On May 27, 2020, he posted a video of himself playing a mournful version of America the Beautiful in a minor key and sinking to his knees at the end, a tribute to quarterback Colin Kaepernick’s kneeling protests of police violence. He called on other classical musicians to follow him with the hashtag #TakeTwoKnees.

A few months later, he was one of nine Black musicians asked by the New York Times to offer ideas of how to begin transforming the white-dominated world of classical music. Among the sobering statistics, the Institute for Composer Diversity, for example, reports that works by composers from underrepresented racial, ethnic and cultural groups made up only 6 percent of the 2019-20 programming by 120 orchestras nationwide.

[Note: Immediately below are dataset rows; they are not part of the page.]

PR #102, opened 2022-11-29
Feature: Additional Parser functionality needed for tentris 

liss-h:
This PR adds two features to IStreamQuadIterator

1. The ability to provide custom prefixes during construction
```c++
std::istream is{...};
IStreamQuadIterator qit{is, ParsingFlags::none(), {{"xsd", "http://some_url.org"}, {"asd", "http://other.com"}}};
```

2. The ability to disable prefix parsing
```c++
std::istringstream iss{"@prefix xsd: <http://some_url.org#>"};
IStreamQuadIterator qit{is, ParsingFlag::NoParsePrefix, {{"xsd", "http://some_url.org"}, {"asd", "http://other.com"}}};
assert(qit->has_exception());
```

Note:
The interface to provide prefixes is not quite optimal since it suffers from two limitations:
1. The constructor cannot take template arguments since the type is pimpl. Therefore no ranges.
2. Something like `qit.add_prefix("a", "b")` wouldn't work since the iterator starts on the first triple, and therefore the prefix wouldnt work for the first triple. Fixing this would require breaking the interface and it would make it weird to use.

### DIFF
--- a/src/rdf4cpp/rdf/parser/IStreamQuadIterator.cpp
+++ b/src/rdf4cpp/rdf/parser/IStreamQuadIterator.cpp
@@ -15,10 +15,12 @@ IStreamQuadIterator::IStreamQuadIterator(std::default_sentinel_t) noexcept
     : impl{nullptr} {
 }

For McGill, change does not mean silencing any musical voices now heard on classical stages. “It’s not about excluding,” he said. “I think we’ve done enough excluding in our field and in the world. It’s about including more voices in the story, in the narrative, so that as listeners, as audience members, we can have a have full menu to choose from.”

And he believes progress has been made in the last year, with both a heightened awareness of the problem and classical organizations already making significant shifts in programming and hiring, and that more will come. “What happened last year,” he said, “to all of us has shifted so many hearts and minds toward more awareness of what we can do to make the world a better place, which is to be able to say that we stand for what is right for all people and we want to be part of the movement.”

In tribute to both his musicianship and his leadership within the classical field, McGill was awarded the Avery Fisher Prize by New York’s Lincoln Center in September 2020. Previous recipients of the honor, which comes with $100,000, include cellist Yo-Yo Ma, pianist Emanuel Ax and violinist Leila Josefowicz.

“I was really thrilled to learn of the news of that, especially with everything that happened last year," he said. "It was obviously a bright spot for me. It was really amazing not just because it’s nice to be honored but also because of the people who became before and won that award and what their presence means as performers and musicians as well as citizens of the world.”